Na rozmowie byłam bardzo zaskoczona, ale też po półtorej godzinie rozmowy, bardzo zadowolona. Nie spodziewałam się tak dobrego odbioru. Dlaczego cały czas zaniżam swoje umiejętności i nie wierzę w siebie? Dopiero widząc reakcje ludzi uświadamiam sobie, że coś tam umiem, czegoś się nauczyłam i coś tam mi wyszło.
Macie podobnie? Zrobiłam tyle szkół, mam bogate doświadczenie zawodowe, szkolenia, a nadal myślę, że nie mam niczego ciekawego do zaoferowania. Nawet wydając książki umniejszałam sobie. Cały czas przekonywałam, że przecież każdy może napisać i wydać książkę, wystarczy mieć pieniądze. I dopiero ludzie uświadomili mi, że wcale nie! Same pieniądze nic nie zdziałają.

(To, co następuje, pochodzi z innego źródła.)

PR #221, opened 2017-09-08
use typeof to check for crypto rather than global.  Fixes #185

### LINKED ISSUE #185: Provide instructions for usage with babel
There are issues with how the random number generator code is implemented. It fails with default settings in browserify and babel. (See #172)

There are a number of issue that describe the problem but none that detail the solution.

- There should be notes in the main readme for usage with popular packaging setups, like babel.
- The code should be patched so that it doesn't break by default.

The [offending line](https://github.com/kelektiv/node-uuid/blob/master/lib/rng-browser.js#L7) is relying on `global` being defined as `window`. For some reason `global === undefined` when this library is included in another project and compiled using babel/webpack.

broofa:


lib/rng-browser.js
```diff
@@ -2,25 +2,23 @@
 // browser this is a little complicated due to unknown quality of Math.random()
 // and inconsistent support for the `crypto` API.  We do the best we can via
 // feature-detection
-var rng;
 
-var crypto = global.crypto || global.msCrypto; // for IE 11
-if (crypto && crypto.getRandomValues) {
+if (typeof(crypto) != 'undefined' && crypto.getRandomValues) {
```
defunctzombie: `!==` ?

broofa: I'll address this and the other eslint issues you raised in the other PRs in the `eslint` PR.

Issue #173, opened 2017-01-08
Insecure random values should be opt-in


joepie91:
Right now, this module will automatically fall back to `Math.random()` in browser environments that don't support CSPRNG use, essentially failing open.

To operate securely, it should instead fail hard with an error, and only allow falling back to an insecure random source if the developer explicitly indicates that this is acceptable.

defunctzombie:
While I understand your point, I think the current behavior is more developer friendly and since this module isn't even aiming for strong crypto I feel less strongly that this is a real problem.

broofa:
I actually feel like this is a pretty legitimate request.  Most devs aren't aware of the security issues of less-than-crypto-quality PRNGs. Requiring them to opt-into the existing possibly-insecure behavior is probably a good thing.

... in the next major version, though.

Reopen?

defunctzombie:
Sure, if you want to reopen go for it.

My thinking was that even tho it isn't crypto quality, this lib isn't that hurt by not being crypto quality as fallback since it isn't a crypto library itself. But if you have a good idea for the API change we can do another major bump.

pgaubatz:
Hi @joepie91

You might have a look at my implementation that doesn't fallback to Math.random: https://github.com/pgaubatz/node-uuid

Cheers,
Patrick

broofa:
For the record, [crypto.getRandomValues is broadly supported](http://caniuse.com/#feat=getrandomvalues) these days.

willsr:
I think this a serious issue. We had issues with uuid collisions, specifically in test suites. The whole point of a UUID is to be universally unique...

broofa:
@willsr, can you elaborate?  UUID collisions are always a concern.  Specifically, what platform are you running on? What code are you running to generate UUIDs?  How often are you seeing collisions?  etc...

broofa:
For the record, the CVE for this issue: http://www-01.ibm.com/support/docview.wss?uid=swg21982849

SmaugTheGreat:
If you look at [this](https://medium.com/@betable/tifu-by-using-math-random-f1c308c4fd9d) article, you'll notice that it is a very severe problem as some browsers (most notably the google webcrawlers) fall back to a very weak implementation in Math.Random which guarantees collisions after just a few thousand invocations. This causes some severe problems in some applications and as such needs to be fixed. Snowplow has big problems because of this.

anagytherealone:
[...]

PR #225, opened 2017-10-01
Dubious rng

broofa:
#173 points out that quietly falling back to Math.random raises security concerns.  This diff causes `uuid` to throw an error if/when Math.random would be used to create UUIDs, provides a hook for suppressing that error, and links to a wiki page (https://goo.gl/vz3J87) that explains the error, the hook, and a possible workaround for generating high-quality UUIDs using SJCL crypto library.


broofa:
BTW, I'm thinking we bump the major version for this, since it may throw in cases where it didn't previously.

lib/rng-browser.js
```diff
@@ -2,30 +2,31 @@
...
+  return rnds8;
+}
 
-  module.exports = function mathRNG() {
-    for (var i = 0, r; i < 16; i++) {
-      if ((i & 0x03) === 0) r = Math.random() * 0x100000000;
-      rnds[i] = r >>> ((i & 0x03) << 3) & 0xff;
-    }
+function mathRNG() {
+  if (!rng._dubious) throw new Error('No good RNG available. See https://goo.gl/vz3J87');
```
defunctzombie: lint?

defunctzombie:
I would probably consider allowing the user to specify the crypto, or honestly, maybe recommend they polyfill the crypto functions the library needs if their browser does not have them? I do like the idea of a library that ships with the support it needs so another option is to not change anything and simply let the user polyfill the crypto function to throw if they don't want to suppose "weak" crypto browsers.

broofa:
> let the user polyfill the crypto function

Oh, I like that idea.  Can't really think of any downsides to this at the moment.

> another option is to not change anything and simply let the user polyfill the crypto function to throw

This is basically asking users to fix the problem themselves.  I don't think we can say we've fixed this bug if naive users are still vulnerable to the issue.  I think the spirit of this change is to complain loudly if there's an issue, and then inform the user about the problem and what options are available for fixing it.

broofa:
<rant>npm is filled with prng modules that are just wrappers around window.crypto or window.msCrypto.  Boo!</rant>

vvo:
I don't have the required knowledge to review this sorry, maybe @defunctzombie can do another pass?

broofa:
@vvo: No worries - I'm not sure we've resolved how best to address this.  As @defunctzombie says, asking the user to find a polyfill may be the best solution here, but it's up for debate.

broofa:
Apparently I don't have time/interest to push this through.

Teraz mam już nowe życie. Jestem zachwycona tym co zastałam w nowym miejscu pracy. Podoba mi się, że firma wykorzystuje to, co we mnie najlepsze. Robię to, co lubię, co mi się podoba. Najlepsze jest to, że poznaję moje nowe miejsce pracy, w którym mam nadzieję pracować bardzo długo. Widzę w tym miejscu ogromny potencjał. A firma widzi potencjał we mnie. Czy to nie jest idealna sytuacja? Trzymajcie kciuki, bo ja trzymam. I cały czas się szczypię czy to jest prawda. A tak bliska odległość z domu do pracy sprawia, że w ciągu minuty mogę być na miejscu. Sytuacja idealna!

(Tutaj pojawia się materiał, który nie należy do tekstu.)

PR #227, opened 2017-10-09
Export v3 and v5 from main package

mike-marcacci:
On the server or when using es6 imports with tree shaking, it's idiomatic to use:

```es6
import { v4, v5 } from 'uuid';
```

instead of:

```es6
import v4 from 'uuid';
import v5 from 'uuid/v5';
```

This makes the former possible.

### DIFF
--- a/index.js
+++ b/index.js
@@ -1,8 +1,12 @@
 var v1 = require('./v1');
+var v3 = require('./v3');
 var v4 = require('./v4');
+var v5 = require('./v5');
 
 var uuid = v4;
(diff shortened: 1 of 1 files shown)


broofa:
Hi Mike, thanks (again) for contributing.

I've deprecated the top-level API object because I don't think it adds much value for most users, and creates a cross-version dependency that in almost all cases pulls in extra code that won't get used.  It's going away in the next major rev (if/when) that happens.  (This is documented in the README.)  Thus, I'm not interested in adding to that API.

A co z książkami? Będę cały czas wydawać. Czwarta część “Przyjaciółek z podwórka” o magicznych przedmiotach jest już prawie gotowa, jeszcze ilustracje, skład, druk i będzie dostępna do zakupu. A w międzyczasie dostępne będą kolorowanki i cuksy z logo książek. Wymyślam jak mogę, żeby tylko dać dzieciom to, co lubią najbardziej. Czy uda mi się wydać jeszcze wersję świąteczną “Przyjaciółek z podwórka”? Bardzo bym chciała, jednak wiele rzeczy nie zależy ode mnie. Niestety moje nadzieje związane ze spotkaniami autorskimi w szkołach, przedszkolach zostały rozwiane. Jestem na etacie, więc w ciągu dnia nie ma szans. Trudno. Wierzę jednak, że przyjdzie taki czas, kiedy będę spotykać się z moimi czytelnikami i opowiadać o wszystkich swoich pomysłach.